AlgoPilot: Fully Autonomous Program Synthesis Without Human-Written Programs
Xiaoxin Yin
TL;DR
AlgoPilot tackles fully autonomous program synthesis without human-written programs or trajectories by combining reinforcement learning with a Trajectory Language Model trained on trajectories produced by random Python functions. It uses a random double-loop function generator to create diverse trajectories, and a guided RL setup where the TLM provides a soft constraint to steer the agent toward algorithm-like behavior, demonstrated on sorting tasks where the learned sequences resemble classical algorithms such as Bubble Sort. The paper presents a concrete RL environment, a transformer-based agent restricted to Compare/Swap operations, and a 1.5M-trajectory TLM trained via the Random Function Generator, achieving high success rates across array sizes and illustrating interpretability of the generated trajectories.

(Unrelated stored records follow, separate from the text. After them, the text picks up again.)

PR #1262, opened 2018-04-08
Disable paging for "show full-configuration" on FortiOS

asenci:
Disable output paging on FortiOS, speeding up the execution and avoiding job timeouts when using SSH.

New take on PR #894 without changing the device configuration.

### DIFF
--- a/lib/oxidized/model/fortios.rb
+++ b/lib/oxidized/model/fortios.rb
@@ -49,7 +49,7 @@ class FortiOS < Oxidized::Model
 
 cfg << cmd('end') if @vdom_enabled
 
-    cfg << cmd('show full-configuration')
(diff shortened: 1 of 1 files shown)


laf:
@asenci Will this work across all versions of FortiOS?

asenci:
@laf I have tested the command "show | grep ." from 5.0 onwards (5.0, 5.2, 5.4, 5.6 and 6.0) and it worked as expected.

I can run further tests against older versions if you like.

laf:
@asenci I'm not sure it's 100% needed, I just don't use these devices to know or be able to test.

asenci:
Just FYI, I have tested on version 4.0-MR2-P7 (oldest version I could find a VM image for) and it also works as expected.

This work introduces a new paradigm for autonomous algorithm discovery with potential to automate algorithm creation across domains, reducing reliance on human-written programs and paving the way for future algorithm synthesis research.
Abstract
Program synthesis has traditionally relied on human-provided specifications, examples, or prior knowledge to generate functional algorithms. Existing methods either emulate human-written algorithms or solve specific tasks without generating reusable programmatic logic, limiting their ability to create novel algorithms. We introduce AlgoPilot, a groundbreaking approach for fully automated program synthesis without human-written programs or trajectories. AlgoPilot leverages reinforcement learning (RL) guided by a Trajectory Language Model (TLM) to synthesize algorithms from scratch. The TLM, trained on trajectories generated by random Python functions, serves as a soft constraint during the RL process, aligning generated sequences with patterns likely to represent valid algorithms. Using sorting as a test case, AlgoPilot demonstrates its ability to generate trajectories that are interpretable as classical algorithms, such as Bubble Sort, while operating without prior algorithmic knowledge. This work establishes a new paradigm for algorithm discovery and lays the groundwork for future advancements in autonomous program synthesis.